Moonlighting Enzymes: Supporting Keg Parties Everywhere

Our lab is situated in close proximity to a high concentration of fraternity houses, and as the fall term commences the warm autumn atmosphere reeks of fresh loose-leaf, cheap beer, and hang-over bacon. Any truly savvy and overindulgent undergrad should be writing a little thank-you note to one of the crucial factors that enables this year-opening bash: the enzyme alcohol dehydrogenase (ADH). This little microbrew miracle has been helping humans indulge in handcrafted libations for around nine thousand years and is perfectly suited to this function. Or is it? A recent study questions the evolutionary history of ADH and suggests that it might have more important things to do than aid in our enjoyment of an evening martini.

            Given that enzymes are integral components of so much of our body chemistry, it can be hard to remember that they haven’t always been there. Just like everything else, they had to come, to evolve, from somewhere. ADH is no exception. These days, it’s studied as the first enzyme in the metabolic pathway helping us to break down ingested alcohol (ethanol). Without it, we couldn’t efficiently clear alcohol from our systems and it could accumulate to lethal levels over the course of a lively cocktail party. In fact, one form of the enzyme acts in our stomachs, starting to break down the intoxicating molecule before it ever reaches our bloodstream. But where and how did ADH evolve? Were the molecules in our prehistoric ancestors preparing for a time when our species would start breaking out the booze?

            The rules of enzyme evolution parallel those of organism evolution: an ecological (or functional) niche has to exist before the process of natural selection can result in something filling that niche. In the case of ADH this means the availability of ingestible alcohol. If there is no dietary alcohol to break down, there should be no enzyme evolution specifically to break it down. By far, the greatest source of alcohol available for animal consumption is fermentation of fruit sugars, so the appearance of fruit in the prehistoric world should predate that of ADH. This is assuming that ADH really did evolve to break down alcohol. It is this assumption that is being questioned by a group of Mexican scientists.

            In a sobering study examining the functional capacities and evolutionary histories of a range of ADH enzymes, the real purpose of human ADH was called into question. In actuality, humans have several forms of ADH from three very different classes of enzyme using very different means to achieve ethanol transformation. Only one class of ADH is considered to be important for human alcohol breakdown. As it turns out, this class of ADH evolved before the appearance of fruit-bearing plants. That is to say that the type of enzyme we use today to reduce both inhibitions and alcohol toxicity showed up before there was any alcohol to indulge in.

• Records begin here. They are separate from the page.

PR #5526, opened 2025-07-20
feat: Added Ray Compute Engine and Ray Offline Store Support

ntkathole:

This PR introduces Ray as both a compute engine and an offline store in Feast. It enables scalable, distributed feature engineering and data access in Feast using Ray, making it easier to handle large datasets and complex feature pipelines.

## Key Features
**Ray Compute Engine**

- Distributed DAG execution for feature transformations, aggregations, joins, and materialization.
- Automatic selection between broadcast and distributed join strategies.
- Resource-aware partitioning and parallelism.
- Efficient point-in-time joins for historical feature retrieval.
- Seamless integration with Feast’s feature view and materialization APIs.

**Ray Offline Store**
- High-performance data reading and writing using Ray Datasets.
- Support for local and distributed Ray clusters.
- Batch writing and saved dataset persistence.
- Configurable resource limits for safe local development and testing.

Documentation added for both Ray compute engine and offline store, including configuration, resource management, and usage examples.


sdk/python/feast/infra/compute_engines/ray/feature_builder.py
```diff
@@ -0,0 +1,224 @@
...
+        # For now, validation is handled in the retrieval job
+        # This could be extended to include Ray-specific validation logic
+        logger.debug("Validation node not implemented yet")
+        return input_node
+
+    def build(self) -> ExecutionPlan:
+        """Build execution plan with optimized order for aggregation scenarios."""
+
+        # For historical retrieval with aggregations, use a different execution order
+        if self.is_historical_retrieval and self._should_aggregate(self.feature_view):
```
haoxu0, line 215: interesting to see this. does it still work if pass in FeatureView as source?

ntkathole: I am still testing this, need to handle https://github.com/feast-dev/feast/issues/5535 first

ntkathole: This works now, serde issue handled as well.

sdk/python/feast/infra/compute_engines/ray/feature_builder.py
```diff
@@ -0,0 +1,325 @@
...
+    ):
+        super().__init__(registry, feature_view, task)
+        self.config = config
+        self.is_historical_retrieval = isinstance(task, HistoricalRetrievalTask)
+        self.is_materialization = isinstance(task, MaterializationTask)
+
+    def build_source_node(self, view):
+        """Build the source node for reading feature data."""
+
+        source_info = resolve_feature_view_source_with_fallback(
```
haoxu0: I'm a bit confused about this one.
The node here is already resolved node, so there should always be a `source` for the node.
For example,
```
feature_view_a
        ^
        |
feature_view_b
```
The resolver will always resolve to `feature_view_a` first, and `feature_view_a` will have physical batch_source, read it, and send it to the downstream `feature_view_b`. Then `feature_view_b` will just use it as the source.

ntkathole: right, I kept the similar logic as offline store, didn't realise it's redundant here and DAG don't need that handling.

franciscojavierarceo (changes requested):
Just putting a hold on this because I want to review. This is fantastic @ntkathole!

docs/reference/compute-engine/ray.md
```diff
@@ -0,0 +1,393 @@
...
+    start_date=datetime.now() - timedelta(days=7),
+    end_date=datetime.now(),
+    feature_views=["driver_stats", "customer_stats"]
+)
+
+# The Ray compute engine handles:
+# - Distributed data processing
+# - Optimal join strategies
+# - Resource management
+# - Progress tracking
```
jyejare, line 119: Do you have plans to add examples for this ? Else we can remove it ?

docs/reference/compute-engine/ray.md
```diff
@@ -0,0 +1,393 @@
...
+
+# Optional: Online store configuration
+online_store:
+    type: sqlite
+    path: data/online_store.db
+
+# Optional: Feature server configuration
+feature_server:
+    port: 6566
+    metrics_port: 8888
```
jyejare: Is this the right configuration? I see type is missing and metrics port is not seen anywhere in feast

docs/reference/compute-engine/ray.md
```diff
@@ -0,0 +1,393 @@
...
+- Row-level transformations
+- Column-level transformations
+- Custom transformation functions
+
+### RayWriteNode
+
+Writes results to various targets:
+- Online stores
+- Offline stores
+- Temporary storage
```
jyejare, line 251: How this is useful?

docs/reference/compute-engine/ray.md
```diff
@@ -0,0 +1,393 @@
...
+import ray
+
+# Check cluster resources
+resources = ray.cluster_resources()
+print(f"Available CPUs: {resources.get('CPU', 0)}")
+print(f"Available memory: {resources.get('memory', 0) / 1e9:.2f} GB")
+
+# Monitor job progress
+job = store.get_historical_features(...)
+# Ray compute engine provides built-in progress tracking
```
jyejare, line 322: I think we missed how to track the progress here in python code or from UI ?


or is it just an information ?

docs/reference/offline-stores/ray.md
```diff
@@ -0,0 +1,512 @@
...
+
+| Option | Type | Default | Description |
+|--------|------|---------|-------------|
+| `type` | string | Required | Must be `feast.offline_stores.contrib.ray_offline_store.ray.RayOfflineStore` or `ray` |
+| `storage_path` | string | None | Path for storing temporary files and datasets |
+| `ray_address` | string | None | Address of the Ray cluster (e.g., "localhost:10001") |
+| `use_ray_cluster` | boolean | false | Whether to use Ray cluster mode |
+| `ray_conf` | dict | None | Ray initialization parameters for resource management (e.g., memory, CPU limits) |
+
+#### Ray Compute Engine Options
```
jyejare, line 181: We are duplicating this information in compute engine and this doc.

docs/reference/offline-stores/ray.md
```diff
@@ -0,0 +1,512 @@
...
+```
+
+## Limitations
+
+The Ray offline store has the following limitations:
+
+1. **File Sources Only**: Currently supports only `FileSource` data sources
+2. **No Direct SQL**: Does not support SQL query interfaces
+3. **No Online Writes**: Cannot write directly to online stores
+4. **Limited Transformations**: Complex feature transformations should use the Ray Compute Engine
```
jyejare: Limited word does not justifies.

docs/reference/offline-stores/ray.md
```diff
@@ -0,0 +1,512 @@
...
+
+## Integration with Ray Compute Engine
+
+For complex feature processing operations, use the Ray offline store in combination with the [Ray Compute Engine](../compute-engine/ray.md). See the **Ray Offline Store + Compute Engine** configuration example in the [Configuration](#configuration) section above for a complete setup.
+
+The Ray offline store provides the data I/O foundation, while the Ray compute engine handles:
```
jyejare: I think we are repeating again

docs/reference/offline-stores/ray.md
```diff
@@ -0,0 +1,512 @@
...
+```python
+# Initialize feature store
+store = FeatureStore("feature_store.yaml")
+
+# Get historical features (uses compute engine if configured)
+features = store.get_historical_features(entity_df=df, features=["fv:feature"])
+
+# Direct data access (uses offline store)
+job = RayOfflineStore.pull_latest_from_table_or_query(...)
+df = job.to_df()
```
jyejare, line 480: I think we should add offline write batch as well

infra/feast-operator/bundle/manifests/feast-operator.clusterserviceversion.yaml
```diff
@@ -50,7 +50,7 @@ metadata:
         }
       ]
     capabilities: Basic Install
-    createdAt: "2025-07-21T20:53:09Z"
+    createdAt: "2025-07-25T09:58:54Z"
```
jyejare, line 53: unnecessary change

pyproject.toml
```diff
@@ -167,9 +168,9 @@ ci = [
     "types-setuptools",
     "types-tabulate",
     "virtualenv<20.24.2",
-    "feast[aws, azure, cassandra, clickhouse, couchbase, delta, docling, duckdb, elasticsearch, faiss, gcp, ge, go, grpcio, hazelcast, hbase, ibis, ikv, k8s, mcp, milvus, mssql, mysql, opentelemetry, spark, trino, postgres, pytorch, qdrant, rag, redis, singlestore, snowflake, sqlite_vec]"
+    "feast[aws, azure, cassandra, clickhouse, couchbase, delta, docling, duckdb, elasticsearch, faiss, gcp, ge, go, grpcio, hazelcast, hbase, ibis, ikv, k8s, mcp, milvus, mssql, mysql, opentelemetry, spark, trino, postgres, pytorch, qdrant, rag, ray, redis, singlestore, snowflake, sqlite_vec]"
 ]
-nlp = ["feast[docling, milvus, pytorch, rag]"]
+nlp = ["feast[docling, milvus, pytorch, rag, ray]"]
```
jyejare: I don't think it should be part of nlp. Does ray supports vector store ?

docs/reference/compute-engine/ray.md
ntkathole: It is added in docs as commented code to explain the role of ray compute engine when materialize or get_historical_features is called.

docs/reference/compute-engine/ray.md
ntkathole: Was added as optional online/feature_server config section, removed

docs/reference/compute-engine/ray.md
ntkathole: It can be used when memory is constrained and processing datasets available exceeds memory.

docs/reference/compute-engine/ray.md
ntkathole: It's Ray's dataset and dashboard progress bars, check https://docs.ray.io/en/latest/data/monitoring-your-workload.html#ray-data-progress-bars

infra/feast-operator/bundle/manifests/feast-operator.clusterserviceversion.yaml
ntkathole: it's not, bundle creates it

sdk/python/feast/infra/compute_engines/ray/nodes.py
```diff
@@ -0,0 +1,722 @@
...
+        try:
+            retrieval_job = create_offline_store_retrieval_job(
+                data_source=self.source,
+                column_info=self.column_info,
+                context=context,
+                start_time=self.start_time,
+                end_time=self.end_time,
+            )
+
+            if hasattr(retrieval_job, "to_ray_dataset"):
```
haoxu0, line 66: we probably can make it a first citizen method for retrieval_job in future

sdk/python/feast/infra/compute_engines/ray/feature_builder.py
```diff
@@ -0,0 +1,314 @@
...
+        """Build execution plan with support for derived feature views and sink_source writing."""
+        if self.is_historical_retrieval and self._should_aggregate(self.feature_view):
+            return self._build_aggregation_optimized_plan()
+
+        if self.is_materialization:
+            return self._build_materialization_plan()
+
+        return super().build()
+
+    def _build_materialization_plan(self) -> ExecutionPlan:
```
haoxu0, line 223: I wonder if this can be just leveraging the parent logic, or something need to be handled by ray only.

ntkathole: It needs Ray-specific handling for intermediate sink writes and derived view materialization chains, which are different from the parent's DAG approach.

sdk/python/feast/infra/compute_engines/ray/nodes.py
ntkathole: yup 👍

docs/reference/compute-engine/ray.md
```diff
@@ -0,0 +1,383 @@
...
+```yaml
+project: my_project
+registry: data/registry.db
+provider: local
+offline_store:
+    type: ray
+    storage_path: data/ray_storage
+batch_engine:
+    type: ray.engine
+    max_workers: 4                          # Optional: Maximum number of workers
```
franciscojavierarceo:
```suggestion
    max_workers: 4                         # Optional: Maximum number of workers
```

docs/reference/compute-engine/ray.md
```diff
@@ -0,0 +1,383 @@
...
+    enable_optimization: true               # Optional: Enable performance optimizations
```
franciscojavierarceo:
```suggestion
    enable_optimization: true              # Optional: Enable performance optimizations
```

docs/reference/compute-engine/ray.md
```diff
@@ -0,0 +1,383 @@
...
+    window_size_for_joins: "1H"            # Optional: Time window for distributed joins
+    ray_address: localhost:10001           # Optional: Ray cluster address
+    use_ray_cluster: false                 # Optional: Use Ray cluster mode
+```
+
+### Configuration Options
+
+| Option | Type | Default | Description |
+|--------|------|---------|-------------|
+| `type` | string | Required | Must be `ray.engine` |
```
franciscojavierarceo: Is this table correct? You have "Required" as the value for the "Default" column. I think that means something may be wrong?

docs/reference/compute-engine/ray.md
```diff
@@ -0,0 +1,383 @@
...
+| `max_workers` | int | CPU count | Maximum number of Ray workers |
+| `enable_optimization` | boolean | true | Enable performance optimizations |
+| `broadcast_join_threshold_mb` | int | 100 | Size threshold for broadcast joins (MB) |
+| `max_parallelism_multiplier` | int | 2 | Parallelism as multiple of CPU cores |
+| `target_partition_size_mb` | int | 64 | Target partition size (MB) |
+| `window_size_for_joins` | string | "1H" | Time window for distributed joins |
+| `ray_address` | string | None | Ray cluster address |
+| `use_ray_cluster` | boolean | false | Use Ray cluster mode |
```
franciscojavierarceo: shouldn't we just detect this if ray_address is configured?

docs/reference/compute-engine/ray.md
```diff
@@ -0,0 +1,383 @@
...
+# Automatically selected when feature data < 100MB
+# Features are cached in Ray's object store
+# Entities are distributed across cluster
+# Each worker gets a copy of feature data
+```
+
+### Distributed Windowed Join
+
+Used for large feature datasets:
+```python
```
franciscojavierarceo: why is this markdown as comments in python code format? same for the ohters?

docs/reference/offline-stores/ray.md
```diff
@@ -0,0 +1,510 @@
...
+| write_logged_features           | Yes       |
+
+
+| RetrievalJob Feature            | Supported |
+|----------------------------------|-----------|
+| export to dataframe             | Yes       |
+| export to arrow table           | Yes       |
+| persist results in offline store| Yes       |
+| local execution of ODFVs        | Yes       |
+| remote execution of ODFVs       | No        |
```
franciscojavierarceo: what is the different between local and remove ODFVs?

docs/reference/offline-stores/ray.md
franciscojavierarceo: +1

sdk/python/feast/infra/compute_engines/ray/feature_builder.py
haoxu0: Hmmm I don't see any specific for Ray in the implementation?

ntkathole: The main change is logic to handle the intermediate write nodes for derived views and Ray needs intermediate writes because of its distributed nature. This `_build_materialization_plan` code create a chain of write nodes where each view's write node depended on its parent views' write nodes, ensuring that intermediate results were persisted before being used by derived views.

If we remove this handling, it can leverage the parent logic and functionality will work. But we will loose scalability. Ex:
With intermediate writes:
`View A → [Write A] → View B → [Write B] → View C → [Write C]`
- If View C fails, you can restart from View B's write
- Can materialize View C later without recomputing A and B

Without intermediate writes:
`View A → View B → View C → [Write C only]`
- If View C fails, you lose all progress
- Everything must fit in memory
- Must recompute A and B every time

However, this won't affect much for small datasets, let me know what do you think ? I can update it to use parent logic.

docs/reference/offline-stores/ray.md
ntkathole: I think it may be confusing here to explicitly mention it for offline store. ODFVs can be executed remotely via transformation services not offline store. Removed it from here.

docs/reference/compute-engine/ray.md
ntkathole: That's good point, I initially though ray standalone and ray cluster can be different modes, but it works for both modes, ray handles it internally.

sdk/python/feast/infra/compute_engines/ray/feature_builder.py
haoxu0: Gotcha, I think that makes sense. And also in Spark, you can have caching/persist as well to store intermediate results. So I think in the future we can generalize it to the FeatureBuilder class as well :)

docs/reference/compute-engine/ray.md
jyejare:
```suggestion
# When materialization runs, the Ray compute engine handles:
# - Distributed data processing
# - Optimal join strategies
# - Resource management
# - Progress tracking
```
Ahh good to be explicit then ?

docs/reference/compute-engine/ray.md
jyejare: So its just the information, Can you paste this link there to see how Ray shows it?

sdk/python/feast/infra/compute_engines/ray/compute.py
```diff
@@ -0,0 +1,288 @@
...
+        views_to_delete: Sequence[
+            Union[BatchFeatureView, StreamFeatureView, FeatureView]
+        ],
+        views_to_keep: Sequence[
+            Union[BatchFeatureView, StreamFeatureView, FeatureView, OnDemandFeatureView]
+        ],
+        entities_to_delete: Sequence[Entity],
+        entities_to_keep: Sequence[Entity],
+    ):
+        """Ray compute engine doesn't require infrastructure updates."""
```
jyejare, line 104: I think any compute engine might noe want to do any infra updates. So it may make sense to remove update method OR make it non_abstract method?

wdyt?

Not blocker for this PR!

sdk/python/feast/infra/compute_engines/ray/compute.py
```diff
@@ -0,0 +1,288 @@
...
+        pass
+
+    def teardown_infra(
```
jyejare, line 107: Same here for all Compute engines, not required!

Not blocking for this PR!

sdk/python/feast/infra/compute_engines/ray/compute.py
```diff
@@ -0,0 +1,288 @@
...
+
+            # Convert to Arrow Table and write to online/offline stores
+            arrow_table = retrieval_job.to_arrow()
+
+            # Write to online store if enabled
+            if getattr(feature_view, "online", False):
+                # TODO: Implement proper online store writing with correct data format conversion
+                logger.debug(
+                    f"Online store writing not implemented yet for {arrow_table.num_rows} rows"
+                )
```
jyejare:
```suggestion
                logger.debug(
                    f"Online store writing not implemented yet for Ray offline store."
                )
```

sdk/python/feast/infra/compute_engines/ray/config.py
```diff
@@ -0,0 +1,66 @@
...
+from feast.repo_config import FeastConfigBaseModel
+
+
+class RayComputeEngineConfig(FeastConfigBaseModel):
+    """Configuration for Ray Compute Engine."""
+
+    type: Literal["ray.engine"] = "ray.engine"
+    """Ray Compute Engine type selector"""
+
+    ray_address: Optional[str] = None
```
jyejare, line 17: Maybe provide default address instead of None `ray://127.0.0.1:10001`

sdk/python/feast/infra/compute_engines/ray/config.py
```diff
@@ -0,0 +1,66 @@
...
+    """Maximum number of Ray workers. If None, uses all available cores."""
+
+    enable_optimization: bool = True
+    """Enable automatic performance optimizations."""
+
+    execution_timeout_seconds: Optional[int] = None
+    """Timeout for job execution in seconds."""
+
+    @property
+    def window_size_timedelta(self) -> timedelta:
```
jyejare, line 53: I think this can be moved to parent class. Could useful in all Compute Engines.

Non blocking comment

sdk/python/feast/infra/compute_engines/ray/feature_builder.py
```diff
@@ -0,0 +1,314 @@
...
+            feature_view=view,
+            inputs=[final_node],
+        )
+
+        self.nodes.append(node)
+        return node
+
+    def build_validation_node(self, view, input_node):
+        """Build the validation node for feature validation."""
+        # TODO: Implement validation logic
```
jyejare, line 171: Is this we want to implement yet in this PR or left for future improvements ?

sdk/python/feast/infra/compute_engines/ray/feature_builder.py
```diff
@@ -0,0 +1,314 @@
...
+            raise ValueError(f"Failed to build processing node for {view.name}")
+
+        last_node = self.build_filter_node(view, last_node)
+
+        if self._should_aggregate(view):
+            last_node = self.build_aggregation_node(view, last_node)
+        elif self._should_dedupe(view):
+            last_node = self.build_dedup_node(view, last_node)
+
+        if self._should_validate(view):
```
jyejare, line 208: I think until we implement build validation node, its good to not expose it to frontend.

sdk/python/feast/infra/compute_engines/ray/feature_builder.py
```diff
@@ -0,0 +1,314 @@
...
+                        column_info=self.get_column_info(view),
+                        is_materialization=self.is_materialization,
+                    )
+                    self.nodes.append(derived_read_node)
+
+                    # Then build the rest of the processing chain (filter, aggregate, etc.)
+                    processing_node = self._build(view, [derived_read_node])
+                else:
+                    # Parent not yet built - this shouldn't happen in topo order
+                    raise ValueError(f"Parent views for {view.name} not yet built")
```
jyejare, line 268:
```suggestion
                    raise ValueError(f"Parent write nodes for {view.name} not yet built")
```

sdk/python/feast/infra/compute_engines/ray/job.py
```diff
@@ -0,0 +1,296 @@
...
+        if not self._config.batch_engine.staging_location:
+            raise ValueError("Staging location must be set for remote storage")
+
+        try:
+            self._ensure_executed()
+            assert self._result_dataset is not None, (
+                "Dataset should not be None after execution"
+            )
+            output_uri = (
+                f"{self._config.batch_engine.staging_location}/{str(uuid.uuid4())}"
```
jyejare, line 184: it would be hard for identifying / tracing the parquet with generated UUIDs. Could we find some inique name here for better tracing purpose. Else just log the output URI for reference.

sdk/python/feast/infra/compute_engines/ray/nodes.py
```diff
@@ -0,0 +1,722 @@
...
+            elif agg.function == "min":
+                agg_dict[feature_name] = (agg.column, "min")
+            elif agg.function == "max":
+                agg_dict[feature_name] = (agg.column, "max")
+            elif agg.function == "std":
+                agg_dict[feature_name] = (agg.column, "std")
+            elif agg.function == "var":
+                agg_dict[feature_name] = (agg.column, "var")
+            else:
+                logger.warning(f"Unknown aggregation function: {agg.function}")
```
jyejare: Maybe raise error rather than warning and continuing? That way user would be informed about wrong / newly added aggr. functions avaible and warning gone unnoticed and have wrong aggregated data.

sdk/python/feast/infra/compute_engines/ray/nodes.py
```diff
@@ -0,0 +1,722 @@
...
+                    repo_config,
+                ) = serialized_artifacts.unserialize()
+
+                arrow_table = pa.Table.from_pandas(batch)
+
+                # Write to online store if enabled
+                if getattr(feature_view, "online", False):
+                    # TODO: Implement proper online store writing with correct data format conversion
+                    logger.debug(
+                        f"Online store writing not implemented yet for {len(batch)} rows"
```
jyejare:
```suggestion
                        f"Online store writing not implemented yet for Ray Compute Engine."
```

sdk/python/feast/infra/compute_engines/ray/compute.py
ntkathole: It's abstract method in base class https://github.com/feast-dev/feast/blob/master/sdk/python/feast/infra/compute_engines/base.py#L71

sdk/python/feast/infra/compute_engines/ray/compute.py
ntkathole: Same as above

sdk/python/feast/infra/compute_engines/ray/feature_builder.py
ntkathole: It's abstract method

sdk/python/feast/infra/compute_engines/ray/feature_builder.py
ntkathole: I think view is correct

sdk/python/feast/infra/compute_engines/ray/compute.py
jyejare: Sorry for not being explicit. I mean we can remove this from base class itself :) But as said its not blocker for this PR.

sdk/python/feast/infra/compute_engines/ray/config.py
ntkathole: Not all compute engine needs that, Spark has it's native window().

sdk/python/feast/infra/compute_engines/ray/config.py
ntkathole: Currently When None, Ray automatically starts a local cluster and When an address is provided, it connects to an existing cluster. Changing it to ray://127.0.0.1:10001 would be problematic.

sdk/python/feast/infra/compute_engines/ray/feature_builder.py
ntkathole: abstract method and consistent with other compute engines

sdk/python/feast/infra/compute_engines/ray/job.py
ntkathole: added

sdk/python/tests/doctest/test_all.py
```diff
@@ -71,48 +71,53 @@ def test_docstrings():
...
+                    except Exception as e:
+                        successful = False
+                        failed_cases.append(
+                            (full_name, str(e) + traceback.format_exc())
+                        )
+                    finally:
+                        if teardown_function:
+                            teardown_function()
+            except DeprecationWarning:  # To catch ray.tune.automl deprecation
+                pass
```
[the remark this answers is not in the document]
ntkathole: Ray does raise warnings as exception - https://github.com/ray-project/ray/blob/master/python/ray/tune/automl/__init__.py

docs/reference/offline-stores/ray.md
franciscojavierarceo: @ntkathole can you remove the duplicate info?

sdk/python/feast/infra/compute_engines/ray/compute.py
franciscojavierarceo: @HaoXuAI what was the motivation for having this method? I agree with @jyejare but that should be outside of scope of this PR.

docs/reference/offline-stores/ray.md
ntkathole: @franciscojavierarceo It's just a reference for compute engine document, duplicate info is removed, do we want to remove reference as well ?

sdk/python/feast/infra/compute_engines/ray/compute.py
```diff
@@ -0,0 +1,288 @@
...
+            if sink_source is not None:
+                logger.debug(
+                    f"Writing derived view {feature_view.name} to sink_source: {sink_source.path}"
+                )
+
+                # Write to sink_source using Ray data
+                try:
+                    # Convert arrow table to pandas then to ray dataset
+                    df = arrow_table.to_pandas()
+                    ray_dataset = ray.data.from_pandas(df)
```
franciscojavierarceo: is this the best way to handle this? will be quite memory intensive, no?

sdk/python/feast/infra/compute_engines/ray/config.py
franciscojavierarceo: Doe spark's windowing use a time delta? I didn't think so but it's not obvious what the unit of their window function operates on: https://spark.apache.org/docs/latest/api/python/reference/pyspark.sql/api/pyspark.sql.Window.html

sdk/python/feast/infra/compute_engines/ray/feature_builder.py
```diff
@@ -0,0 +1,314 @@
...
+        node = RayWriteNode(
+            name="output",
+            feature_view=view,
+            inputs=[final_node],
+        )
+
+        self.nodes.append(node)
+        return node
+
+    def build_validation_node(self, view, input_node):
```
franciscojavierarceo, line 169: can we log that this is not implemented yet? maybe raise a warning that user is yoloing

sdk/python/feast/infra/compute_engines/ray/feature_builder.py
franciscojavierarceo, line 223: Why keep this implementation at the Ray level? Feesl more generic, no?

sdk/python/feast/infra/compute_engines/ray/job.py
```diff
@@ -0,0 +1,297 @@
...
+            self._ensure_executed()
+            assert self._result_dataset is not None, (
+                "Dataset should not be None after execution"
+            )
+            self._result_dataset.write_parquet(destination_path)
+            return destination_path
+        except Exception as e:
+            raise RuntimeError(f"Failed to persist dataset to {destination_path}: {e}")
+
+    def to_sql(self) -> str:
```
franciscojavierarceo, line 224: Ray doesn't support this natively, so probably we should raise that?

But apparently there is this: https://github.com/datafusion-contrib/ray-sql

which is worth some investigation.

sdk/python/feast/infra/compute_engines/ray/feature_builder.py
ntkathole: https://github.com/feast-dev/feast/pull/5526#discussion_r2255918763

franciscojavierarceo: Yeah I'd prefer we generalize this actually.

franciscojavierarceo: Oh I see. Can we make an Issue to follow up and extend this to make it more generic? As @HaoXuAI mentioned, this approach can be used in Spark as well.

sdk/python/feast/infra/compute_engines/ray/nodes.py
franciscojavierarceo: can we make an issue for that as well. I want to make sure we track the follow ups.

sdk/python/feast/infra/compute_engines/ray/nodes.py
```diff
@@ -0,0 +1,720 @@
...
+        if isinstance(entity_df, pd.DataFrame):
+            entity_dataset = ray.data.from_pandas(entity_df)
+        else:
+            entity_dataset = entity_df
+
+        join_keys = self.column_info.join_keys
+        timestamp_col = self.column_info.timestamp_column
+        requested_feats = getattr(self.column_info, "feature_cols", [])
+
+        # Check if the feature dataset contains aggregated features (from aggregation node)
```
franciscojavierarceo, line 137: nice

sdk/python/feast/infra/compute_engines/ray/nodes.py
```diff
@@ -0,0 +1,720 @@
...
+                feature_cols = sample_data[0].columns.tolist()
+            else:
+                feature_cols = (
+                    list(sample_data[0].keys())
+                    if isinstance(sample_data[0], dict)
+                    else []
+                )
+
+            # Check for aggregated feature column patterns
+            is_aggregated = any(
```
franciscojavierarceo: feels kind of brittle FWIW

sdk/python/feast/infra/offline_stores/contrib/ray_offline_store/ray.py
```diff
@@ -0,0 +1,2146 @@
...
+        return series.astype("boolean")
+    elif value_type == ValueType.STRING:
+        return series.astype("string")
+    elif value_type == ValueType.UNIX_TIMESTAMP:
+        return pd.to_datetime(series, unit="s", errors="coerce")
+    else:
+        return series.astype(target_pandas_type)
+
+
+def _convert_array_column(series: pd.Series, value_type: ValueType) -> pd.Series:
```
franciscojavierarceo: can you move this to the types file? feels like it should go there.

sdk/python/feast/infra/offline_stores/contrib/ray_offline_store/ray.py
```diff
@@ -0,0 +1,2146 @@
...
+                return np.empty(0, dtype=object)
+            else:
+                return np.empty(0, dtype=target_dtype)  # type: ignore
+        else:
+            return item
+
+    return series.apply(convert_array_item)
+
+
+class RayOfflineStoreConfig(FeastConfigBaseModel):
```
franciscojavierarceo, line 309: can you link to the documentation where users can easily find what these things mean?

sdk/python/feast/infra/offline_stores/contrib/ray_offline_store/ray.py
```diff
@@ -0,0 +1,2146 @@
...
+    window_size_for_joins: Optional[str] = "1H"
+
+    # Logging settings
+    enable_ray_logging: Optional[bool] = False
+
+    # Ray configuration for resource management (memory, CPU limits)
+    ray_conf: Optional[Dict[str, Any]] = None
+
+
+class RayResourceManager:
```
franciscojavierarceo, line 337: would link to the appropriate Ray documentation here too

sdk/python/feast/transformation/pandas_transformation.py
```diff
@@ -19,36 +19,61 @@
 class PandasTransformation(Transformation):
     def __new__(
         cls,
-        udf: Callable[[Any], Any],
-        udf_string: str,
+        udf: Optional[Callable[[Any], Any]] = None,
```
franciscojavierarceo, line 22: why make this optional?

franciscojavierarceo (commented):
this looks great some small nits but i think we're almost there. can you make some issues to track the follow up here so we don't forget and I'll merge 👍

sdk/python/feast/transformation/pandas_transformation.py
ntkathole: It's not optional in real use, we are still maintaining strict validation (lines 72-75 enforce that they can't actually be None). We have to make it optional to ensures that PandasTransformation objects can be properly reconstructed across Ray workers without constructor failures.

sdk/python/feast/infra/compute_engines/ray/compute.py
ntkathole: I remember I did it like that to fix some empty data handling with tests, but looks like converting directly from arrow to dataset working fine as well with latest code. Thanks.

sdk/python/feast/infra/compute_engines/ray/config.py
ntkathole: https://github.com/feast-dev/feast/blob/master/sdk/python/feast/infra/compute_engines/spark/nodes.py#L127

sdk/python/feast/infra/compute_engines/ray/nodes.py
ntkathole: agree, simplified the logic to just detect aggregated flag from aggregation node.

sdk/python/feast/infra/compute_engines/ray/compute.py
haoxu0: For backward compatible. the old materialization engine have these two methods.
In some way i think it make sense, people can use compute engine to update infra directly

franciscojavierarceo:
Thanks for this @ntkathole !!!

If ADH’s only job was to enable aperitifs, it would not have evolved to do so before the functional niche existed. Instead, it is more likely that ADH has a somewhat serendipitous ability to metabolize the alcohol we drink, and we exploit that ability. In fact, all of the human ADHs are better at catalyzing transformation of different (non-liquor-related) compounds in our bodies, such as bile acids and serotonin. It seems that the party-pleasing activity human ADH is best known for is a handy trick this enzyme would file under “other abilities.”